Balkan countries have been stuck in the EU waiting room for years.
They have regularly expressed frustration at the long and demanding membership process, especially since the EU moved so rapidly this year to accept Ukraine and Moldova as official candidates to join the bloc.
The EU was expected on Tuesday to confirm its "commitment to the European Union membership (prospects) of the Western Balkans" and call for negotiations to be speeded up.
Expanding the EU has again become a priority, European Commissioner Oliver Varhelyi noted on Friday.
Dutch Prime Minister Mark Rutte echoed that, saying EU and Balkan nations needed "to stick together and work together" in the face of Russia's war on Ukraine.
In July Brussels finally began membership talks with North Macedonia and Albania, which applied in 2005 and 2014 respectively.
Negotiations have been underway for several years with Montenegro and Serbia, while in October Brussels recommended making Bosnia an official candidate.
Kosovo, the sixth would-be member, faces challenges on its path to joining the EU.
It split from Serbia in 2008 but Belgrade has not recognised its declaration of independence.
Neither, crucially, do five EU member countries -- Cyprus, Greece, Romania, Slovakia and Spain.
Solidarity and migration
Pro-European sentiment in the Balkans could do with a boost, noted Lukas Macek of the Jacques Delors Institute in Paris.
"The pro-European camp is getting a little desperate," he said. A show of support from Brussels could help sway public opinion.
"There is a window of opportunity to reverse the trend but it will not necessarily last very long and it must be fleshed out with something tangible," he said.
The EU is expected in Tirana to confirm a package of subsidies worth around one billion euros (dollars) to help the Balkans weather the energy crisis triggered by the Ukraine war.
The subsidies should help attract public and private investments and raise at least 2.5 billion euros in total.
The EU is also due to sign a deal with the region's telecom operators to reduce roaming charges between the bloc and the Balkan states in 2023 and phase them out by 2027.
And it will also examine ways of cooperating on security issues, particularly on preventing the kind of cyber attacks that have plagued the Balkans.
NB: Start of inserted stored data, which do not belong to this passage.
PR #10695, opened 2026-06-08
add Iroh P2P transport for Electrum

rueckwaerts:
Adds Iroh QUIC-based P2P transport as an alternative to TCP/SSL/Tor.

## What this does
- Adds `electrum/iroh_transport.py` — asyncio Transport over Iroh QUIC streams
- Adds `i` as a valid protocol in `KNOWN_ELEC_PROTOCOL_TRANSPORTS`
- `ServerAddr` bypasses NetAddress validation for protocol `i`
- Iroh connection path in `open_session()` before `_RSClient`
- Persistent secret key in `~/.electrum/iroh_secret_key.bin`
- `remote_address()` stub for compatibility with `interface.py`

## How to connect
Server address: `<NODE_ID>:1:i`

## Dependencies
- `iroh` Python package (0.35.0): `pip install iroh`

## Tested with
- electrs with Iroh listener (rueckwaerts/electrs, branch iroh-test)
- StartOS 0.4.0-beta.9 (x86_64)
- End-to-end: wallet sync, transaction history, real-time block updates
- Handshake duration: ~165ms over relay, ~4ms direct LAN

## Notes
- Uses iroh 0.35.0 (latest version with Python bindings)
- ALPN: `electrs/electrum/0`
- Relay: `https://use1-1.relay.iroh.network./`
- No changes to existing TCP/SSL/Tor transports

### DIFF
--- a/electrum/interface.py
+++ b/electrum/interface.py
@@ -467,14 +467,21 @@ class ServerAddr:
             protocol = 's'
         if not host:
             raise ValueError('host must not be empty')
+        if protocol not in KNOWN_ELEC_PROTOCOL_TRANSPORTS:
+            raise ValueError(f"invalid network protocol: {protocol}")
+        if protocol == 'i':
+            # Iroh: host is a Node ID (hex string), not a network address
+            self.host = host
+            self.port = int(port)
+            self.protocol = protocol
+            self._net_addr_str = f"{host}:{port}"
+            return
         if host[0] == '[' and host[-1] == ']':  # IPv6
             host = host[1:-1]
         try:
             net_addr = NetAddress(host, port)  # this validates host and port
         except Exception as e:
             raise ValueError(f"cannot construct ServerAddr: invalid host or port (host={host}, port={port})") from e
-        if protocol not in KNOWN_ELEC_PROTOCOL_TRANSPORTS:
-            raise ValueError(f"invalid network protocol: {protocol}")
         self.host = str(net_addr.host)  # canonical form (if e.g. IPv6 address)
         self.port = int(net_addr.port)
         self.protocol = protocol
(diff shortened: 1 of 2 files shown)


SomberNight:
why? what's the pitch?

-----

Also,

> Dependencies
>
>    `iroh` Python package (0.35.0): `pip install iroh`

No, that's [just the bindings](https://pypi.org/project/iroh). And they are [unmaintained already](https://github.com/n0-computer/iroh-ffi/blob/c96e4288ebeadb9c1a2122f431c8614de5b4780d/README.md). The [real logic](https://github.com/n0-computer/iroh) is in rust.
You really have to justify adding new dependencies, triply so if they are not pure python.

rueckwaerts:
Thanks for the quick review. The unmaintained bindings are a valid concern and understood.
To address the pitch more directly: this removes all connection complexity for self-hosters. Today, connecting Electrum to your own server requires knowing your IP, setting up Tor, or managing SSL certificates. With Iroh you share one string — the Node ID. It works behind NAT, no IP needed, no certificates.
On the dependency concern: Fedimint recently shipped Iroh in production (v0.7) for exactly the same reason — NAT traversal without infrastructure. They use the Rust library directly. A future iteration of this transport could use a subprocess or socket bridge to the Rust binary instead of Python bindings, eliminating the unmaintained dependency entirely.
I'll revisit with that approach or when Iroh 1.x Python bindings land.

rueckwaerts:
Updated based on feedback:

1. **No more pip dependency** — removed the `iroh` Python package entirely. 
   The transport now spawns `iroh-electrum-bridge` as a subprocess (a small 
   Rust binary). No pip install required.

2. **The pitch:**
   Users running their own Bitcoin node at home (Start9, Umbrel, RaspiBlitz) 
   currently need port forwarding, Tor, or a VPN to connect from outside their 
   home network. This is a real barrier for digital nomads and travelers.
   
   With Iroh P2P, the connection works from anywhere — no router config, 
   no Tor, no VPN. The user only enters a 64-char Node ID once.

Bridge binary source: https://github.com/rueckwaerts/iroh-electrum-bridge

Illegal migration remains a key concern.
The dangerous "Balkans route" is one of the main conduits used by millions of would-be asylum seekers, many from conflict zones, to try and reach Western Europe.
The numbers arriving by this route rose by almost 170 percent in the first 10 months of 2022 compared to last year. That spike prompted the Commission on Monday to propose sending the EU border force Frontex to help police the Balkan borders.
The EU, for its part, wants Balkan countries to align their visa policies with its own.
Serbia has been accused of contributing to an increase in the number of migrants from Cuba, Burundi, India and Tunisia entering the EU.
These nationals can arrive at Belgrade airport without a visa and then continue their journey to the bloc by land.
Under EU pressure, Serbian President Aleksandar Vucic has announced an end to visa exemptions for Tunisians and Burundians.